Privacy Policy
Who processes your data
Bonk is operated from France. For any question about your personal data, write to us at contact@bonk-app.com. We are the data controller within the meaning of the GDPR.
What data we collect
Data from Strava (after your explicit authorization): athlete ID, first name, last name, profile picture, and your sports activities (distance, duration, elevation, heart rate, pace, etc.). Technical data needed for the service: session token stored encrypted on your device, Strava access tokens encrypted in the database with AES-256-GCM, push notification token, language and time zone. Data generated by usage: preferences (chosen coach, history depth), sports goals you set, messages exchanged with your coach. We do not collect any postal address, phone number or payment information. Subscription purchases are handled by Apple, who only sends us the result of the transaction.
Why we use them
Run the service: fetch your activities, authenticate you, send you relevant analyses. Legal basis: performance of the contract. Send you push notifications (workout debrief, weekly recap). You can disable them at any time from your device settings. Legal basis: performance of the contract. Detect abuse, fraud and fix bugs. Legal basis: legitimate interest in protecting the service.
Who we share them with
NPTN (France): to host the database and the API. Your data is stored on infrastructure located in France. Amazon Web Services (Frankfurt region, European Union): to generate analyses through the Bedrock service. AI processing takes place exclusively in Europe. Strava: to fetch your activities after your explicit authorization via OAuth. Apple: to process subscription payments and route push notifications via APNs. Expo: to relay push notifications to Apple. No data is sold or used for advertising purposes.

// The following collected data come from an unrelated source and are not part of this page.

PR #715, opened 2025-07-19
Consolidate ColumnMd operations into from_md() and to_md(). {media_5}

jpeterson-pxt:


pixeltable/catalog/table_version.py
```diff
@@ -1631,17 +1604,7 @@ def num_rowid_columns(self) -> int:
...
-            column_md[col.id] = schema.ColumnMd(
-                id=col.id,
-                col_type=col.col_type.as_dict(),
-                is_pk=col.is_pk,
-                schema_version_add=col.schema_version_add,
-                schema_version_drop=col.schema_version_drop,
-                value_expr=value_expr_dict,
-                stored=col.stored,
-            )
+            column_md[col.id] = col.to_md()
```
mkornacker: Remove this function and inline it at call sites.

pixeltable/catalog/column.py
```diff
@@ -126,6 +127,44 @@ def __init__(
         # computed cols also have storage columns for the exception string and type
         self.sa_cellmd_col = None
 
+    def to_md(self) -> schema.ColumnMd:
```
mkornacker: This is leaving out SchemaColumn. Either leave a todo that this should return tuple[columnmd, optional[schemacolumn]] or incorporate it (which requires adding Column.pos).

jpeterson-pxt: I added this functionality.

pixeltable/catalog/table_version.py
jpeterson-pxt: I added the functionality requested in the other comment instead.

pixeltable/catalog/column.py
```diff
@@ -126,6 +127,53 @@ def __init__(
         # computed cols also have storage columns for the exception string and type
         self.sa_cellmd_col = None
 
+    def to_md(self, pos: int) -> tuple[schema.ColumnMd, Optional[schema.SchemaColumn]]:
```
mkornacker: This still feels a bit confused to me. A column has an assigned position when it's a user-visible column. I think we should record that in Column, since we're recording everything else there as well.

If pos == None, it shouldn't have a SchemaColumn.

pixeltable/catalog/table_version.py
```diff
@@ -1629,21 +1582,19 @@ def num_rowid_columns(self) -> int:
...
-                id=col.id,
-                col_type=col.col_type.as_dict(),
-                is_pk=col.is_pk,
-                schema_version_add=col.schema_version_add,
-                schema_version_drop=col.schema_version_drop,
-                value_expr=value_expr_dict,
-                stored=col.stored,
-            )
-        return column_md
+        schema_col_md: dict[int, schema.SchemaColumn] = {}
```
mkornacker: You can do this in 3 lines, without a loop (using zip()). Which would have the advantage of being done mostly in C.

pixeltable/catalog/column.py
jpeterson-pxt: I have recoded this as requested.

pixeltable/catalog/table_version.py
jpeterson-pxt: I inlined the _create_column_md method into an existing loop. 
I also used "create_initial_md()" to replace a bunch of duplicated code. 
Perhaps this was something you were planning to do in the future?

mkornacker (approved):

PR #716, opened 2025-07-19
Extend FrameIterator to output all available frame attributes

mkornacker:
This behavior is controlled by kwarg all_frame_attrs and disabled by default to preserve compatibility with existing views created with this iterator.

This is undesirable (by default it should be on) and we should change that in a follow-up, once we settle on a good approach to iterator output schema evolution.

### DIFF
--- a/.github/CODEOWNERS
+++ b/.github/CODEOWNERS
@@ -1,6 +1,7 @@
 # Global owners
 * @mkornacker @aaron-siegel
+pixeltable/catalog/** @mkornacker
 
 # Docs owners
-/docs/mintlify/** @mkornacker @aaron-siegel @pierrebrunelle @jacobweiss2305
-/docs/sample-apps/** @mkornacker @aaron-siegel @pierrebrunelle @jacobweiss2305
+/docs/mintlify/** @mkornacker @aaron-siegel @pierrebrunelle @goodlux
+/docs/sample-apps/** @mkornacker @aaron-siegel @pierrebrunelle @goodlux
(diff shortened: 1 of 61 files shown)


pixeltable/iterators/video.py
```diff
@@ -115,16 +126,28 @@ def input_schema(cls) -> dict[str, ts.ColumnType]:
...
-        return {
+        attrs: dict[str, ts.ColumnType] = {
             'frame_idx': ts.IntType(),
             'pos_msec': ts.FloatType(),
             'pos_frame': ts.IntType(),
-            'frame': ts.ImageType(),
-        }, ['frame']
+        }
+        if kwargs.get('all_frame_attrs'):
+            attrs.update(
```
aaron-siegel: I'd suggest we make this a single Json-typed field (`frame_attrs` or some such) rather than introduce 6 new columns. Otherwise the output table shape becomes pretty unwieldy.

Maybe even move `pos_msec` and `pos_frame` inside the json if `all_frame_attrs` is enabled?

aaron-siegel (changes requested):

pixeltable/iterators/video.py
```diff
@@ -164,8 +190,22 @@ def __next__(self) -> dict[str, Any]:
...
+                    'index': video_idx,
+                    'pts': frame.pts,
+                    'dts': frame.dts,
+                    'time': frame.time,
+                    'is_corrupt': frame.is_corrupt,
+                    'key_frame': frame.key_frame,
+                    'pict_type': frame.pict_type,
+                    'interlaced_frame': frame.interlaced_frame,
+                }
+                result.update({'frame_attrs': attrs})
```
aaron-siegel, line 206: `result['frame_attrs'] = attrs` is usually preferred when updating just a single dict value

aaron-siegel (approved):

PR #717, opened 2025-07-21
added initial mintlify integrated sdk docs and converted jupyter notebooks

goodlux:
This branch is for reviewing integration of SDK docs and Jupyter notebooks into the mintlify site.

To review:
```
git checkout feat_sdk_docs
cd docs/mintlify
mint dev
visit localhost:3000
```

- Added SDK tab (to replace API reference link)
- SDK docs with about 80% coverage of public functions, sourced from repo docstrings
- Version selection dropdown, for previous documentation on versions of the SDK
- Added a Jupyter Notebooks page group on the main page, to display converted Jupyter Notebooks

> [!WARNING] 
> These changes are not intended to be final, they are just for review to show what is possible and get feedback. Text and layout are still rough and not finalized. About 50% of the notebooks do not load, due to unresolved conversion error. Do not commit this PR, intended for review only! 

Comments / thoughts / critique are welcome!

--- 

Screenshot 2025-07-21 at 1 57 25 AM

Screenshot 2025-07-21 at 2 02 08 AM


aaron-siegel:
I haven't looked through the full PR in detail but as a first thought - are the mdx files here auto-generated from the notebooks and API docs? If so, best practice is to avoid checking generated files into the repo - instead we should be generating them as part of the docs build process. Otherwise it becomes harder to keep the notebooks & mdx docs in sync.

Also let's avoid checking `.DS_Store` into the repo (it can be added to `.gitignore`)

PR #718, opened 2025-07-21
Communicate Column spec for all MediaStore save and move operations

jpeterson-pxt:


pixeltable/utils/media_store.py
```diff
@@ -7,114 +9,138 @@
...
+        parent = cls._media_dir() / col.tbl.id.hex / id_hex[:2] / id_hex[:4]
         parent.mkdir(parents=True, exist_ok=True)
-        return parent / f'{tbl_id.hex}_{col_id}_{version}_{id_hex}{ext or ""}'
+        return parent / f'{col.tbl.id.hex}_{col.id}_{col.tbl.version}_{id_hex}{ext or ""}'
 
     @classmethod
-    def move_tmp_media_file(cls, file_url: Optional[str], tbl_id: UUID, col_id: int, v_min: int) -> Optional[str]:
-        """If the given url is a tmp file, move it into the MediaStore, and return new url
-        If it is not a tmp file in the tmp_dir, return the original url.
+    def is_tmp_url(cls, file_url: Optional[str]) -> tuple[bool, Path]:
```
aaron-siegel: This would be clearer to me if it were `resolve_tmp_url` and returned an `Optional[Path]` rather than a `tuple[bool, Path]`.

It's doing more work than `is_*` methods usually do.

pixeltable/utils/media_store.py
```diff
@@ -7,114 +9,138 @@
...
-        assert isinstance(image, PIL.Image.Image)
-        # Default to JPEG unless the image has a transparency layer (which isn't supported by JPEG).
-        # In that case, use WebP instead.
-        format = 'webp' if image.has_transparency_data else 'jpeg'
-        if not dest_path.endswith(f'.{format}'):
-            dest_path += f'.{format}'
-        image.save(dest_path, format=format)
-        url = urllib.parse.urljoin('file:', urllib.request.pathname2url(dest_path))
-        return dest_path, url
+        t_path = str(dest_path)
```
aaron-siegel: This may be cleaner than using `t_path`:

```python
if dest_path.suffix != f'.{format}':
    dest_path = dest_path.with_name(f'{dest_path.name}.{format}')
```

aaron-siegel (changes requested):

pixeltable/utils/media_store.py
jpeterson-pxt: Thanks, good idea. It is too big for an is_* method, but I didn't want to reparse the url if possible.

pixeltable/utils/media_store.py
jpeterson-pxt: Nice rewrite.
Done

PR #721, opened 2025-07-22
Use the method plan._insert_prefetch_node everywhere. {media_7}

jpeterson-pxt:


pixeltable/plan.py
```diff
@@ -789,15 +782,13 @@ def _is_contained_in(cls, l1: Iterable[exprs.Expr], l2: Iterable[exprs.Expr]) ->
 
     @classmethod
     def _insert_prefetch_node(
-        cls, tbl_id: UUID, row_builder: exprs.RowBuilder, input_node: exec.ExecNode
+        cls, tbl_id: UUID, expr_set: Iterable[exprs.Expr], input_node: exec.ExecNode
```
aaron-siegel: Please just call this `exprs` since it isn't actually a `set`.

jpeterson-pxt: I didn't want to overload the "exprs" identifier, and it can be a set. How about if I call it "expressions"?

Done

pixeltable/plan.py
```diff
@@ -789,15 +782,13 @@ def _is_contained_in(cls, l1: Iterable[exprs.Expr], l2: Iterable[exprs.Expr]) ->
 
     @classmethod
     def _insert_prefetch_node(
-        cls, tbl_id: UUID, row_builder: exprs.RowBuilder, input_node: exec.ExecNode
+        cls, tbl_id: UUID, expressions: Iterable[exprs.Expr], input_node: exec.ExecNode
     ) -> exec.ExecNode:
-        """Returns a CachePrefetchNode into the plan if needed, otherwise returns input"""
+        """Inserts a CachePrefetchNode into the plan if needed, otherwise returns input"""
```
mkornacker: "Return a .. if needed, otherwise ..."

mkornacker (approved):

pixeltable/plan.py

PR #724, opened 2025-07-23
Further simplify DataRowBatch. {media_9}

jpeterson-pxt:


pixeltable/exec/data_row_batch.py
```diff
@@ -17,22 +17,14 @@ class DataRowBatch:
...
-            self.rows = rows
-        else:
-            if num_rows is None:
-                num_rows = 0
-            self.rows = [self.row_builder.make_row() for _ in range(num_rows)]
+        self.rows = [] if rows is None else rows
 
-    def add_row(self, row: Optional[exprs.DataRow] = None) -> exprs.DataRow:
+    def add_row(self, row: exprs.DataRow) -> exprs.DataRow:
         if row is None:
```
aaron-siegel, line 28: This can't happen any more, according to the function signature.

aaron-siegel: Also, no point in returning the `DataRow` any more, might as well just make the function signature

`add_row(self, row: exprs.DataRow) -> None`

jpeterson-pxt: Good catch. However, I will fix the typing. It turns out there are uses of this method which look something like this:
`self.stateful_row_variable = ...add_row(self.stateful_row_variable)`

jpeterson-pxt: Done

aaron-siegel (approved):

PR #739, opened 2025-07-29
Introduce `TypedDict`s for user-facing table, dir, column, and index metadata

aaron-siegel:


pierrebrunelle:
@cursor review

pixeltable/catalog/dir.py
```diff
@@ -59,3 +60,27 @@ def _move(self, new_name: str, new_dir_id: UUID) -> None:
             )
         )
         Env.get().conn.execute(stmt, {'new_dir_id': new_dir_id, 'new_name': json.dumps(new_name), 'id': self._id})
+
+    def get_metadata(self) -> 'DirMetadata':
```
mkornacker: Do we want this? Not clear what it's good for, given that we don't return Dir instances in our public API (and even then you get that same info from a pxt.list_xx() operation).

pixeltable/catalog/table.py
```diff
@@ -80,49 +80,67 @@ def _move(self, new_name: str, new_dir_id: UUID) -> None:
...
+                name=col.name,
+                type_=col.col_type._to_str(as_schema=True),
+                version_added=col.schema_version_add,
+                is_stored=col.is_stored,
+                is_primary_key=col.is_pk,
+                media_validation=col.media_validation.name.lower() if col.media_validation is not None else None,  # type: ignore[typeddict-item]
+                computed_with=col.value_expr.display_str(inline=False) if col.value_expr is not None else None,
+            )
+        # Pure snapshots have no indices
+        indices = self._tbl_version.get().idxs_by_name.values() if self._tbl_version is not None else {}
```
mkornacker, line 112: type hint?

pixeltable/catalog/table.py
```diff
@@ -1705,3 +1723,66 @@ def __check_mutable(self, op_descr: str) -> None:
             raise excs.Error(f'{self._display_str()}: Cannot {op_descr} a snapshot.')
         if self._tbl_version_path.is_replica():
             raise excs.Error(f'{self._display_str()}: Cannot {op_descr} a {self._display_name()}.')
+
+
+class ColumnMetadata(TypedDict):
```
mkornacker, line 1731: Move into catalog/globals.py?

pixeltable/catalog/table.py
```diff
@@ -1705,3 +1723,66 @@ def __check_mutable(self, op_descr: str) -> None:
...
+    """The type specifier of the column."""
+    version_added: int
+    """The table version when this column was added."""
+    is_stored: bool
+    """`True` if this is a stored column; `False` if it is dynamically computed."""
+    is_primary_key: bool
+    """`True` if this column is part of the table's primary key."""
+    media_validation: Optional[Literal['on_read', 'on_write']]
+    """The media validation policy for this column."""
+    computed_with: Optional[str]
```
mkornacker, line 1746: I never particularly liked 'computed_with'. Do we want to call it something else?

pixeltable/catalog/table.py
```diff
@@ -1705,3 +1723,66 @@ def __check_mutable(self, op_descr: str) -> None:
...
+
+
+class IndexMetadata(TypedDict):
+    """Metadata for a column of a Pixeltable table."""
+
+    name: str
+    """The name of the index."""
+    columns: list[str]
+    """The table columns that are indexed."""
+    metric: Literal['cosine', 'ip', 'l2']
```
mkornacker, line 1763: This is really specific to embedding indices. Should we move that into a generic 'parameters: dict' field, and then have typeddicts for something like EmbeddingIndexParameters?

mkornacker (approved):

pixeltable/catalog/dir.py
aaron-siegel: Removed.

pixeltable/catalog/table.py
aaron-siegel: shouldn't be necessary as it's a one-and-done assignment? and anyway its type is some weird iterator type (via `values()`)

pixeltable/catalog/table.py
aaron-siegel: Per conversation today, keeping where it is for now

pixeltable/catalog/table.py
aaron-siegel: Let's discuss this separately, since I'm not sure offhand what else to call it :)

pixeltable/catalog/table.py
aaron-siegel: Done.

PR #741, opened 2025-07-30
PXT-671: fixes to RateLimitsScheduler

mkornacker:
The current rate limits scheduler discards the header-provided resource utilization information when it receives 429 (rate limit error) exceptions.

Tests with an Openai account that has standard (low) rate limits of 200k TPM confirms that with the changes, the scheduler correctly holds off on submitting requests after a 429 error until the indicated reset time, even when subsequent (out-of-order) responses indicate that more resources are available. The results is far fewer retries.


pixeltable/func/signature.py
```diff
@@ -251,6 +252,8 @@ def create_parameters(
         for idx, param in enumerate(py_params):
             if is_cls_method and idx == 0:
                 continue  # skip 'self' or 'cls' parameter
+            if param.name.startswith('_'):
+                continue  # skip system parameters
```
aaron-siegel, line 277: I'd suggest we check this against a whitelist of allowed system parameters and raise an exception otherwise.

Two reasons:
- So we don't swallow the parameter if someone misspells "runtime_ctx"
- So the user will get a clear error message if they innocently try to define a UDF with a parameter name starting with `_`

pixeltable/exec/expr_eval/schedulers.py
```diff
@@ -97,7 +99,7 @@ async def _main_loop(self) -> None:
                 continue
 
             # check rate limits
-            _logger.debug(f'checking rate limits for {self.resource_pool}')
+            # _logger.debug(f'checking rate limits for {self.resource_pool}')
```
aaron-siegel: Commented out intentionally?

pixeltable/exec/expr_eval/schedulers.py
```diff
@@ -158,16 +170,22 @@ def _get_request_resources(self, request: FnCallArgs) -> dict[str, int]:
 
     def _check_resource_limits(self, request_resources: dict[str, int]) -> Optional[env.RateLimitInfo]:
         """Returns the most depleted resource, relative to its limit, or None if all resources are within limits"""
-        candidates: list[tuple[env.RateLimitInfo, float]] = []  # (info, relative usage)
+        candidates: list[tuple[env.RateLimitInfo, float]] = []  # (info, relative remaining)
         for resource, usage in request_resources.items():
             # 0.05: leave some headroom, we don't have perfect information
```
aaron-siegel: This comment is misplaced now?

pixeltable/func/callable_function.py
```diff
@@ -48,6 +49,13 @@ def __init__(
         self.__doc__ = self.py_fns[0].__doc__
         super().__init__(signatures, self_path=self_path, is_method=is_method, is_property=is_property)
 
+        if not self.is_polymorphic:
+            # check for _runtime_ctx parameter in our py_fn
+            py_sig = inspect.signature(self.py_fn)
+            self.accepts_runtime_ctx = '_runtime_ctx' in py_sig.parameters
+        else:
+            self.accepts_runtime_ctx = False
```
aaron-siegel: Why do we need this limitation? We could easily check whether all signatures have `_runtime_ctx` as a parameter.

Even better would be to make `accepts_runtime_ctx` a property of the Pixeltable `Signature`, rather than the `CallableFunction`. That's really what it is. Then it would carry over to a particular `FunctionCall` just if it were present in the relevant signature for that `FunctionCall`.

pixeltable/func/signature.py
mkornacker: Done

pixeltable/exec/expr_eval/schedulers.py
mkornacker: Done

pixeltable/exec/expr_eval/schedulers.py
mkornacker: Done

aaron-siegel (approved):

PR #294, opened 2022-02-10
refactor: update app item data

### LINKED ISSUE #293: Update App Item props

pyphilia:
close #293

### DIFF
--- a/src/components/main/ItemScreen.js
+++ b/src/components/main/ItemScreen.js
@@ -4,7 +4,7 @@ import { ItemLoginAuthorization } from '@graasp/ui';
 import { useParams } from 'react-router';
 import {
   getMembership,
-  isItemUpdateAllowedForUser,
+  getBestPermissionForMemberFromMemberships,
 } from '../../utils/membership';
 import ErrorAlert from '../common/ErrorAlert';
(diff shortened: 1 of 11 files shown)


swouf (approved):
Ça me semble ok.

src/utils/membership.js
```diff
@@ -18,6 +12,30 @@ export const isItemUpdateAllowedForUser = ({ memberships, memberId }) =>
     ),
   );
 
+export const getBestPermissionForMemberFromMemberships = ({
```
juancarlosfarah, line 15: Maybe just add a description of what is `best`? From what I see here quickly, it's by length?

src/components/main/ItemScreen.js
```diff
@@ -53,10 +54,12 @@ const ItemScreen = () => {
     return <ErrorAlert />;
   }
 
-  const enableEdition = isItemUpdateAllowedForUser({
+  const itemMembership = getBestPermissionForMemberFromMemberships({
```
juancarlosfarah, line 57: Would be good to explain what `best` is?

juancarlosfarah (changes requested):
@pyphilia, looking good! Just think that we should define in the function and where it's used what `best` means in this context.

PR #305, opened 2022-03-16
refactor: use graasp button

### LINKED ISSUE #304: Use Graasp Button from graasp-ui

pyphilia:
This PR updates some properties in TextEditor / DocumentItem corresponding to the changes in graasp-ui.
It also removes all buttons to use the Button in @graasp/ui.

close #304

### DIFF
--- a/package.json
+++ b/package.json
@@ -10,7 +10,7 @@
     "@graasp/ui": "github:graasp/graasp-ui.git",
     "@graasp/utils": "github:graasp/graasp-utils.git",
     "@material-ui/core": "4.12.3",
-    "@material-ui/icons": "5.0.0-beta.4",
+    "@material-ui/icons": "5.0.0-beta.5",
     "@material-ui/lab": "4.0.0-alpha.60",
     "@uppy/core": "2.1.6",
     "@uppy/dashboard": "2.1.4",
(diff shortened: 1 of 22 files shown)


alvrba:
I have tested `graasp-compose` and `graasp-ui` and it seems the buttons are working fine. I have two doubts:
- Do we want to change all the buttons to the graasp-ui button? For example, in the NewButtonItem component we are still using the material-ui button directly.
- Graasp-compose is crashing when creating a new item of type `File` or `Import APP`. I see the uppy module has been updated to a new version, and I have tried with the previous one, but it is still giving me the error. I do not know if maybe is my local problem because I need something else (but it is working fine with the Graasp compose in main). Can you check if it is working for you?

pyphilia:
@alvrba Indeed you're right, the app is crashing (I did it quite quickly yesterday). The problems comes from both react-scripts v5 and uppy https://github.com/facebook/create-react-app/pull/12021 I've downgraded react-scripts. Though the whole idea was to remove the security alerts but I guess we will keep them for the time being.

And we want to replace all the buttons yes!

package.json
```diff
@@ -7,47 +7,47 @@
     "@graasp/chatbox": "github:graasp/graasp-chatbox.git",
     "@graasp/query-client": "github:graasp/graasp-query-client.git",
     "@graasp/translations": "github:graasp/graasp-translations.git",
-    "@graasp/ui": "github:graasp/graasp-ui.git",
+    "@graasp/ui": "github:graasp/graasp-ui.git#103/spaceGlitchTextEditor",
```
alvrba, line 10: Do we have to leave this branch or is only for testing?

alvrba (approved):

PR #316, opened 2022-04-01
291/update parent membership

### LINKED ISSUE #291: Updating an item membership from a parent in a child edits the parent's
When adding a permission to an item, this permission propagates to its children.
The current interface allows you to see and edit an item's parent's permission in the child sharing settings. 
It is currently possible to edit the parent's permissions. 

The expected result is that the permission is upgraded in this child (you cannot downgrade a permission in a child). 

Currently, it edits the parent's permission directly instead of creating a new item-membership.

To reproduce:
- set parent item-membership to read
- set child's item-membership to write
- you will see the parent's permission became write -> it should stay read

pyphilia:
close #291

### DIFF
--- a/cypress/integration/memberships/editItemMembership.spec.js
+++ b/cypress/integration/memberships/editItemMembership.spec.js
@@ -37,4 +37,23 @@ describe('Edit Membership', () => {
       expect(body?.permission).to.equal(permission);
     });
   });
+
+  it('edit children membership should create a new membership', () => {
+    cy.setUpApi({ ...ITEMS_WITH_MEMBERSHIPS });
+
+    // go to children item
+    const { id, memberships } = ITEMS_WITH_MEMBERSHIPS.items[1];
+    cy.visit(buildItemPath(id));
+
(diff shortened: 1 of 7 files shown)


cypress/integration/memberships/editItemMembership.spec.js
```diff
@@ -37,4 +37,23 @@ describe('Edit Membership', () => {
...
+
+    // update membership
+    const permission = PERMISSION_LEVELS.ADMIN;
+    const { id: mId } = memberships[1];
+    editItemMembership({ itemId: id, id: mId, permission });
+
+    cy.wait('@shareItem').then(({ request: { url, body } }) => {
+      expect(url).to.contain(id);
+      expect(body?.permission).to.equal(permission);
+      // expect(body?.memberId).to.equal(member.id);
```
spaenleh, line 56: Remove ?

spaenleh (changes requested):
Just a few comments 🐨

Transfers outside the European Union
Storage and AI processing of your data take place exclusively within the European Union (France for the database, Frankfurt for the analyses). Only Apple's peripheral services (subscription payments, push notifications via APNs) and Expo (push notification relay) involve transit through the United States. These transfers are governed by the Data Privacy Framework adopted by the European Commission and by the corresponding standard contractual clauses.
How long we keep them
As long as your Bonk account is active. After you delete your account: your personal data is deleted within 30 days, except where the law requires longer retention (billing, fraud prevention — usually 5 years). Technical logs: 12 months maximum.
Your rights
You can at any time: • access your data and obtain a copy; • correct it if it is inaccurate; • request its deletion; • object to processing or restrict its scope; • withdraw your consent by signing out and revoking Strava access. Write to contact@bonk-app.com. We respond within one month. You can also lodge a complaint with the competent data protection authority in your country of residence if you believe your rights are not respected.
Security
Your Strava tokens are encrypted in the database with AES-256-GCM. Your session is stored in the secure keychain of your device (iOS Keychain). Communications with our servers go over HTTPS.
Changes
This policy may evolve. Significant changes are announced inside the app and on this page. The last update date is shown at the top.